PR #2392, opened 2024-10-07
[Issue #1397] process roadmap accessibility

### LINKED ISSUE #1397: High-level roadmap markup is not semantic
### Summary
---+---
Task directions = Your answer should consist of each line of the data above in which the word "roadmap" occurs.

Task response =
[Issue #1397] process roadmap accessibility
### LINKED ISSUE #1397: High-level roadmap markup is not semantic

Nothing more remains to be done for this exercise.